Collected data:

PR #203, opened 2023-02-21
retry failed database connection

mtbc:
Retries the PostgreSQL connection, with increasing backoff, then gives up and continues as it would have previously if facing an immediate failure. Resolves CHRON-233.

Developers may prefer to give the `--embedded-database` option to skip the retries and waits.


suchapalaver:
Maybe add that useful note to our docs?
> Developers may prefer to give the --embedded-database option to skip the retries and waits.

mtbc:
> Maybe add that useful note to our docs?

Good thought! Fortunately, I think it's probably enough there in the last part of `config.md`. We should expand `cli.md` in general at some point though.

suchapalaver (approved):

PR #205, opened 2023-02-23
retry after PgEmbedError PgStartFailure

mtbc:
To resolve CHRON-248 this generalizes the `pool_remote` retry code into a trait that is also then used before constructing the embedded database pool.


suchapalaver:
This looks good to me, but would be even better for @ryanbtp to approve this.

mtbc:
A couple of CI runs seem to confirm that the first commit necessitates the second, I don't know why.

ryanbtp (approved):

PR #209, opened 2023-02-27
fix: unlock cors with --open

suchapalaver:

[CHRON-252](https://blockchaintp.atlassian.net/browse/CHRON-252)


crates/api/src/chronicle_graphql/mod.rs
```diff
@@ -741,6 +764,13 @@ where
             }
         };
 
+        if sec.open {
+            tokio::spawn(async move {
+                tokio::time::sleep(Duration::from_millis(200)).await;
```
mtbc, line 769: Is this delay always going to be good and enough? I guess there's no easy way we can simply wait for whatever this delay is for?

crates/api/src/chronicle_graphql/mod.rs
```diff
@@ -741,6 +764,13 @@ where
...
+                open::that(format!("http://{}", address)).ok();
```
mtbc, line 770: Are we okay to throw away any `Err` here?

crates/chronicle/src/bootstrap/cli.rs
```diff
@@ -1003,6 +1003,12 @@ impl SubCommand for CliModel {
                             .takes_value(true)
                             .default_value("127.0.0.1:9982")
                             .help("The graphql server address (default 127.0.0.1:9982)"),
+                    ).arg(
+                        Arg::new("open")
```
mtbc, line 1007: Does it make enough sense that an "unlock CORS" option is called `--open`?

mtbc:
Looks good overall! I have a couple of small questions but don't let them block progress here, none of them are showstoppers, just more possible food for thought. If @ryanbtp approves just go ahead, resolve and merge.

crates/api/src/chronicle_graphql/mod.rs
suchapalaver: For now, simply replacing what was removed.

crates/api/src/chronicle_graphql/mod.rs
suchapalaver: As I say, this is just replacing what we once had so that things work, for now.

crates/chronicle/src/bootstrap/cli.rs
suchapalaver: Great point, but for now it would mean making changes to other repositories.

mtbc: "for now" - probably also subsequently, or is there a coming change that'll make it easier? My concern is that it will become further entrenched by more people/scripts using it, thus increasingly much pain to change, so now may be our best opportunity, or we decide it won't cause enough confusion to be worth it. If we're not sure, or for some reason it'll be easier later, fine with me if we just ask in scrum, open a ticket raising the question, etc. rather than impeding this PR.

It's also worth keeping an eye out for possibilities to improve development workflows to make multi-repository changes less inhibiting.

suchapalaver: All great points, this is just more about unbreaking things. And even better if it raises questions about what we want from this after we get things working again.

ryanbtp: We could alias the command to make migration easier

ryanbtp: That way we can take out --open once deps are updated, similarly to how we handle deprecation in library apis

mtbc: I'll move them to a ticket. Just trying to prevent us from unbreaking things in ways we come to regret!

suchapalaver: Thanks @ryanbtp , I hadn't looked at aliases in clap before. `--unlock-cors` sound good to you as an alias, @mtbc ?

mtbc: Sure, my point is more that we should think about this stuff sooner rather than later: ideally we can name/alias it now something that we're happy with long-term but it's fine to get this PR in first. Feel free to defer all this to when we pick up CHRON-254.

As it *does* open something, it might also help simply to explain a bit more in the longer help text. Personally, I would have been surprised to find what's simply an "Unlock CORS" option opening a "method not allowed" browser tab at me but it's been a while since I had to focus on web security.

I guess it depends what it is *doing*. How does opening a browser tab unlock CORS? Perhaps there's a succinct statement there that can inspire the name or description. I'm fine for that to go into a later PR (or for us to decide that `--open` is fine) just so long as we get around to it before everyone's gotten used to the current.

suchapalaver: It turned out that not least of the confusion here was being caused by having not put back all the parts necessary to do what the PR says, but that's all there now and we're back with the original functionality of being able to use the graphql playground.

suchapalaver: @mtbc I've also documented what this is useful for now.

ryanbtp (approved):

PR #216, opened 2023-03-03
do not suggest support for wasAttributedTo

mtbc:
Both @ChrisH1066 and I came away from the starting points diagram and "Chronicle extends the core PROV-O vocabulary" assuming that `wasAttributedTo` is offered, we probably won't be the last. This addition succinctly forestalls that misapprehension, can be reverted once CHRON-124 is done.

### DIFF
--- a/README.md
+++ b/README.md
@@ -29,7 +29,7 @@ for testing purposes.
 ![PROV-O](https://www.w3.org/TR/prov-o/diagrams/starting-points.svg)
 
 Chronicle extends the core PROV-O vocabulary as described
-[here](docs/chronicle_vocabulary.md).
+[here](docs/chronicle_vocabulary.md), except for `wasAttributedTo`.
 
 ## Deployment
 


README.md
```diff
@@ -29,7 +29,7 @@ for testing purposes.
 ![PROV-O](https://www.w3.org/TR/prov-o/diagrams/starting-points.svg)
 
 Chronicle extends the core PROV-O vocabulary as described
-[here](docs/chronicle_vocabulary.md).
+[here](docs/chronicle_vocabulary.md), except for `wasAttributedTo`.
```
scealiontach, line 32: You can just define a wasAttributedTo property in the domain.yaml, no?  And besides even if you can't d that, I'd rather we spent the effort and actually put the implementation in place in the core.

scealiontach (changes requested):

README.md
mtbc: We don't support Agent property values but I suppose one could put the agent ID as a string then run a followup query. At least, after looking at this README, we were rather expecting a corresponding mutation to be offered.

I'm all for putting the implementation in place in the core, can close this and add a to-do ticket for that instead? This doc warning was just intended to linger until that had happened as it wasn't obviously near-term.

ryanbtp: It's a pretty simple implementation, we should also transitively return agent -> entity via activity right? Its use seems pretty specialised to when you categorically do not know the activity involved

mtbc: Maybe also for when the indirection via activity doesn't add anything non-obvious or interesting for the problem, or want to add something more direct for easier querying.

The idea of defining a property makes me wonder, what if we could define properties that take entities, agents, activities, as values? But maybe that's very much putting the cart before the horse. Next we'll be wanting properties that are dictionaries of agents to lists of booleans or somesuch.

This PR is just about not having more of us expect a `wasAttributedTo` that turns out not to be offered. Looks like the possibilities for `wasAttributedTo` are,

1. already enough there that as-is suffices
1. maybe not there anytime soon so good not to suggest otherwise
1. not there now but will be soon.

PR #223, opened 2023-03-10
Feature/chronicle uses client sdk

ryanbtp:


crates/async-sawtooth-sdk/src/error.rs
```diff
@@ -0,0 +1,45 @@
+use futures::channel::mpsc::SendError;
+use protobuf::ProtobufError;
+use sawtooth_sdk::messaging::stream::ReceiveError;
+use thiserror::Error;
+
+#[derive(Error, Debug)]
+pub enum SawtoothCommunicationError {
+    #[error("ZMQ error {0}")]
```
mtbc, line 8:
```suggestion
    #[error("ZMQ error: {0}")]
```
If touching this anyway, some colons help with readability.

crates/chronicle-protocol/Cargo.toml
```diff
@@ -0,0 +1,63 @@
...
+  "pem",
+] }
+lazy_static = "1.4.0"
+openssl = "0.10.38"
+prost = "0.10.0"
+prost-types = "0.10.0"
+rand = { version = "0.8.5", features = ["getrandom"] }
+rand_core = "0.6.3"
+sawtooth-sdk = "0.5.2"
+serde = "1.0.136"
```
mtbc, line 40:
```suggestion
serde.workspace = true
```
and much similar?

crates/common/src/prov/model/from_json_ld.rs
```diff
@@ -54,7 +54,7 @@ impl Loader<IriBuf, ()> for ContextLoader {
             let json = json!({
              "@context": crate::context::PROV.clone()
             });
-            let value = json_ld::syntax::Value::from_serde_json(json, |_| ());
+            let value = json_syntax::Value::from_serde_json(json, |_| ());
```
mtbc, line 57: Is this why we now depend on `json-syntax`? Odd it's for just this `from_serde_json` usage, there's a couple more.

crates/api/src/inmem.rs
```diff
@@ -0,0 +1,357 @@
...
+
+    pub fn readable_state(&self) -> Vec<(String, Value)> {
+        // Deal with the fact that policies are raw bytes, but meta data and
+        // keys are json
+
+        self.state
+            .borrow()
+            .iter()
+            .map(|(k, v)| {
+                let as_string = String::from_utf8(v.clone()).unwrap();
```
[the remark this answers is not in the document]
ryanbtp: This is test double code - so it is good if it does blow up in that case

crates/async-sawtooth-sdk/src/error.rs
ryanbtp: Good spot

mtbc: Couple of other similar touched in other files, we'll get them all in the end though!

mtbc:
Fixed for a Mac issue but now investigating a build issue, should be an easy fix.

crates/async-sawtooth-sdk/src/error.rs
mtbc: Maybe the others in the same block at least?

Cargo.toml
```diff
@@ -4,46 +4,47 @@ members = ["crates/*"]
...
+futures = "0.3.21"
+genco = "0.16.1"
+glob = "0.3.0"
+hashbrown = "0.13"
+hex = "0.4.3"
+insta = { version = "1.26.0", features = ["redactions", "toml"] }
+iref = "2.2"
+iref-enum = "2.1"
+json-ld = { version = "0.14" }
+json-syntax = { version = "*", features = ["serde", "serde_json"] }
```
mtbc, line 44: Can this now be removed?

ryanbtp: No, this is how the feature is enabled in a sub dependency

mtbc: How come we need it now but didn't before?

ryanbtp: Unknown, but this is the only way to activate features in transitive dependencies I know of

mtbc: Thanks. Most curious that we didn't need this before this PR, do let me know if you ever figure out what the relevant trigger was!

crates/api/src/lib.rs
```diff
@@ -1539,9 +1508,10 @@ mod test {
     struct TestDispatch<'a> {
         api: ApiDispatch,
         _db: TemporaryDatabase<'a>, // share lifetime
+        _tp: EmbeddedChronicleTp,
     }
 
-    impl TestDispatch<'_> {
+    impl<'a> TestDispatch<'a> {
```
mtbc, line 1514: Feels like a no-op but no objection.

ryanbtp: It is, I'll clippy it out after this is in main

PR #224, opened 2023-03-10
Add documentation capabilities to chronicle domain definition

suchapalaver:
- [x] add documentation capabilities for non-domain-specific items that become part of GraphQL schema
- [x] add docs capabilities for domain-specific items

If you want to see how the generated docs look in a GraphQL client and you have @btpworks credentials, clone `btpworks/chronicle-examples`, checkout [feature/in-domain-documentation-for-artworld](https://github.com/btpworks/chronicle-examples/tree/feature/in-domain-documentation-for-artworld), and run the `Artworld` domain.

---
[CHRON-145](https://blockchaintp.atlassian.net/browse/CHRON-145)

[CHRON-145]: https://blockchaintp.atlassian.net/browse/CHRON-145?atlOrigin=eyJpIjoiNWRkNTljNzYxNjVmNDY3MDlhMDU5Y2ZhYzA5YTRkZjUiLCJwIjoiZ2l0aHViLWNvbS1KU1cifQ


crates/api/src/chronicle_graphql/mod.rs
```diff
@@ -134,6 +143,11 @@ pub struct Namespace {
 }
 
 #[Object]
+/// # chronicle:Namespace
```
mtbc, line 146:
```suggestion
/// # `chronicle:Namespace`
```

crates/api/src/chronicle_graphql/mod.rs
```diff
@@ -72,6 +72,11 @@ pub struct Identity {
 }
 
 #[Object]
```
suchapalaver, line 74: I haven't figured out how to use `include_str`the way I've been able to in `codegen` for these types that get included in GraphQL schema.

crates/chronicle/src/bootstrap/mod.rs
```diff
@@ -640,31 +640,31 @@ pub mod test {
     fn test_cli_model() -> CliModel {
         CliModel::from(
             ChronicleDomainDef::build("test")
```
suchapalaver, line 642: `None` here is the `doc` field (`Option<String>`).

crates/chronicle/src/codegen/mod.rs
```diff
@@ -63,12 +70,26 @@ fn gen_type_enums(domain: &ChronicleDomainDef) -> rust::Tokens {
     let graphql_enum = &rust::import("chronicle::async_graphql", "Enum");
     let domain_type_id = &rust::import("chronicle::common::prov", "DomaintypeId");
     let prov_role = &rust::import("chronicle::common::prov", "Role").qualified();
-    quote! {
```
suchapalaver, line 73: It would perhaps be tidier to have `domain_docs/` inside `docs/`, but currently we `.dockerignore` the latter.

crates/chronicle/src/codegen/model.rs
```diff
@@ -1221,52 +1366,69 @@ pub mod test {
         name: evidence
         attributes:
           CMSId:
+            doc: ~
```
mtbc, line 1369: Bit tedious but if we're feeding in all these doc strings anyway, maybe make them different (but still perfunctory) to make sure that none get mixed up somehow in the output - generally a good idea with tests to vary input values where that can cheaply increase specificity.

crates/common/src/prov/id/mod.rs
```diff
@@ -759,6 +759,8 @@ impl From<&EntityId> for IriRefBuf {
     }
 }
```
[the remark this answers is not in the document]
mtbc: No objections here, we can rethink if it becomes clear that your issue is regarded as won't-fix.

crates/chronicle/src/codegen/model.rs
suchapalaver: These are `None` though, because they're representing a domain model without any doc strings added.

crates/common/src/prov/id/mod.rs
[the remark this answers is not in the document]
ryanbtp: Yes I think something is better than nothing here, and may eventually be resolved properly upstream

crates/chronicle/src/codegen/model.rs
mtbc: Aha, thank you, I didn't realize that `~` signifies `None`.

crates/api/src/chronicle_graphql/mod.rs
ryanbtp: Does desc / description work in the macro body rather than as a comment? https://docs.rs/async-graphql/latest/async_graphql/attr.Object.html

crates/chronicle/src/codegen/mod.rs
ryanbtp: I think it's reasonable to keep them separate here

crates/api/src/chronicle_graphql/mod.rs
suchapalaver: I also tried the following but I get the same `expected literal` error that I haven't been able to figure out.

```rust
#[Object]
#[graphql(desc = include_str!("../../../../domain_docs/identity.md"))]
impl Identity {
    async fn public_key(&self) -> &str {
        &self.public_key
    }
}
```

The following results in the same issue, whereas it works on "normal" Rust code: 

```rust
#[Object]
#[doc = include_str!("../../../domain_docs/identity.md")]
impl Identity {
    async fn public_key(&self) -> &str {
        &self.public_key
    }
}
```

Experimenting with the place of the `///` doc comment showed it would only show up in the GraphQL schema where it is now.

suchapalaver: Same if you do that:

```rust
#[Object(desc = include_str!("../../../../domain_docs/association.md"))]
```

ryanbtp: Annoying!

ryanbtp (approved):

== Task instructions ==
Output the lines above exactly, but only those between the line holding "PR #223, opened 2023-03-10" and the line holding "and much similar?", inclusive.

== Answer for this exercise ==
PR #223, opened 2023-03-10
Feature/chronicle uses client sdk

ryanbtp:


crates/async-sawtooth-sdk/src/error.rs
```diff
@@ -0,0 +1,45 @@
+use futures::channel::mpsc::SendError;
+use protobuf::ProtobufError;
+use sawtooth_sdk::messaging::stream::ReceiveError;
+use thiserror::Error;
+
+#[derive(Error, Debug)]
+pub enum SawtoothCommunicationError {
+    #[error("ZMQ error {0}")]
```
mtbc, line 8:
```suggestion
    #[error("ZMQ error: {0}")]
```
If touching this anyway, some colons help with readability.

crates/chronicle-protocol/Cargo.toml
```diff
@@ -0,0 +1,63 @@
...
+  "pem",
+] }
+lazy_static = "1.4.0"
+openssl = "0.10.38"
+prost = "0.10.0"
+prost-types = "0.10.0"
+rand = { version = "0.8.5", features = ["getrandom"] }
+rand_core = "0.6.3"
+sawtooth-sdk = "0.5.2"
+serde = "1.0.136"
```
mtbc, line 40:
```suggestion
serde.workspace = true
```
and much similar?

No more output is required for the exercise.